Note the difference in the way "得唔得閒"
is segmented between here and previous examples.
Customizing Part-of-Speech Tagging
parse_text()
has an optional argument called pos_tag_kwargs
.
You can pass in a dictionary here to customize the behavior of part-of-speech tagging.
The key-value pairs in this dictionary are passed as keyword arguments to the underlying
pos_tag()
function.
>>> import pycantonese
>>> data = [
... ("小麗", "你食咗飯未呀?"),
... ("小明", "食咗喇!你聽日得唔得閒呀?"),
... ]
>>> corpus = pycantonese.parse_text(data, pos_tag_kwargs={"tagset": "hkcancor"})
>>> corpus.head()
*小麗: 你 食 咗 飯 未 呀 ?
%mor: R|nei5 V|sik6 U|zo2 N|faan6 D|mei6 Y|aa4 ?
*小明: 食 咗 喇 ! 你 聽日 得 唔 得閒 呀 ?
%mor: V|sik6 U|zo2 Y|laa1 ! R|nei5 T|ting1jat6 V|dak1 D|m4 A|dak1haan4 Y|aa4 ?
Outputting CHAT Data
Once you have created a CHATReader
object using your own data,
you may like to export the CHAT-formatted data to a local file.
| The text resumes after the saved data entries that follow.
PR #8584, opened 2019-01-02
Fix emit for prefetching chunks from runtime chunk

MLoughry:
This fixes a bug in the v5 branch of webpack. Before this change, the code emitted when prefetching chunks from the runtime chunk had two errors:
1. It didn't join the mapped array into a string, so extraneous `,` characters were added that did not parse.
2. It didn't wrap the chunk names in quotes; as such, they were treated as undefined identifiers.

Bug fix (see https://github.com/webpack/webpack/issues/8537#issuecomment-450979354)

Not yet. I'm unsure how to add tests that simply verify that emitted Javascript parses, which would have caught this issue.

No

Nothing; this is a bugfix;

### DIFF
--- a/lib/web/JsonpChunkLoadingRuntimeModule.js
+++ b/lib/web/JsonpChunkLoadingRuntimeModule.js
@@ -176,7 +176,9 @@ class JsonpChunkLoadingRuntimeModule extends RuntimeModule {
 						]),
 						"}",
 						prefetchChunks && prefetchChunks.length > 0
-							? prefetchChunks.map(c => `prefetchChunk("${c}");`).join("\n")
+							? prefetchChunks
+									.map(c => `prefetchChunk(${JSON.stringify(c)});`)
+									.join("\n")
 							: ""
 				  ])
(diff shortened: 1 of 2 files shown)


lib/web/JsonpChunkLoadingRuntimeModule.js
```diff
@@ -176,7 +176,7 @@ class JsonpChunkLoadingRuntimeModule extends RuntimeModule {
 						]),
 						"}",
 						prefetchChunks && prefetchChunks.length > 0
-							? prefetchChunks.map(c => `\nprefetchChunk(${c});`)
+							? prefetchChunks.map(c => `prefetchChunk("${c}");`).join("\n")
```
niieani: I think it might be safer to do `JSON.stringify(c)` rather than `"${c}"`.

sokra: Yep could you change that

sokra:
Thanks

PR #8591, opened 2019-01-04
Improve performance of SourceMapSource serialization

SevInf:
[Background](https://github.com/webpack/webpack/issues/8537#issuecomment-451492722).

After initial tests, I've decided to investigate why initial build became much slower on webpack 5. I've noticed that a lot of time is spent on something after the emit and naturally thought about serialization. Here is the [CPU Profile](https://github.com/webpack/webpack/files/2727382/CPU-20190104T154902.cpuprofile.zip). Majority of the time is spent in `SourceMapSource::node`(we are using `cheap-module-sourcemap` in development). For me, it looks like expensive `node` call can be skipped if the source has no input source map. After this patch I've got the results (roughly 2 min faster than before):

<details>
<summary>webpack 5 + patch, clean build</summary>
<pre>
        User time (seconds): 1092.08
        System time (seconds): 185.20
        Percent of CPU this job got: 310%
        Elapsed (wall clock) time (h:mm:ss or m:ss): 6:51.06
        Maximum resident set size (kbytes): 4264796
</pre>
</details>

Performance optimization.

I haven't found tests for serialization. Would gladly add them if you could suggest the right way of testing it.

No

Nothing aside from changelog entry, I think

### DIFF
--- a/lib/util/registerExternalSerializer.js
+++ b/lib/util/registerExternalSerializer.js
@@ -279,9 +279,14 @@ register(
 		 * @returns {void}
 		 */
 		serialize(source, { write }) {
-			const data = source.sourceAndMap({});
-			write(data.source);
-			write(JSON.stringify(data.map));
+			if (source._innerSourceMap) {
+				const data = source.sourceAndMap({});
+				write(data.source);
+				write(JSON.stringify(data.map));
+			} else {
+				write(source.source());
+				write(JSON.stringify(source._sourceMap));
+			}
 		}
 
 		/**


SevInf:
Let me know if webpack-sources is a better place for fixing this.

hulkish:
@Sevlnf would be interested to see what this yields for you: https://github.com/jantimon/cpuprofile-webpack-plugin

lib/util/registerExternalSerializer.js
```diff
@@ -279,9 +279,14 @@ register(
 		 * @returns {void}
 		 */
 		serialize(source, { write }) {
-			const data = source.sourceAndMap({});
-			write(data.source);
-			write(JSON.stringify(data.map));
+			if (source._innerSourceMap) {
```
ooflorent: Could you please give some background about this change? What does it match? What’s the reasoning here?

SevInf: Sure. I've created a small demo repo [here](https://github.com/SevInf/sourcemap-source-demo/blob/master/demo.js).

If you run this file you'll see that without inner source map, `sourceMapSource.sourceAndMap()` produces a result, identical to the inputs (the only exception is `file` field of source map which webpack ignores to my knowledge). `sourceAndMap` call however, boils down to [`SourceNode. fromStringWithSourceMap`](https://github.com/mozilla/source-map/blob/master/lib/source-node.js#L55) call, which is quite expensive. Skipping it allows to save a lot of serialization times (~2 min on our codebase).

SevInf:
@ooflorent @sokra I've rebased the branch against the latest next.

sokra:
@SevInf Could you check if the issue still exist in the latest alpha.8?

SevInf:
@sokra all initial build issues we had are fixed in alpha 8. However, it seems like incremental build performance is regressed significantly (6 min instead of 50-60 seconds on previous alphas). I'll close this PR, investigate more and report in a feedback issue.

PR #8592, opened 2019-01-04
perf: hoist option logic, reduce code paths in handler

hulkish:
Small refactor

perf

N/A

No

N/A


ooflorent:
Please note that this change has no perf-impact because it is called once (or a few times)

hulkish:
@ooflorent i agree it's not a dramatic perf impact. But, at least from how I've read the code..this handler is used on every chunk. right?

This way, you can more easily share the processed data with your colleagues,
reload the data (see Corpus Data) for further processing and analysis in your workflow,
and so forth.
With a CHATReader
object, simply call the to_chat()
method with a local file path.
file_path = "result.cha"
corpus.to_chat(file_path)
# If you're running code on Google Colab,
# you can download the file like this:
from google.colab import files
files.download(file_path)
More Customization
Under the hood, parse_text()
calls the existing functions
from PyCantonese.
While parse_text()
is designed to cover the basic use cases
with limited customization, a more custom workflow may require you to put
the various pieces together in your own way.
Please see the individual documentation pages for details
(Jyutping Romanization, Word Segmentation, Part-of-Speech Tagging).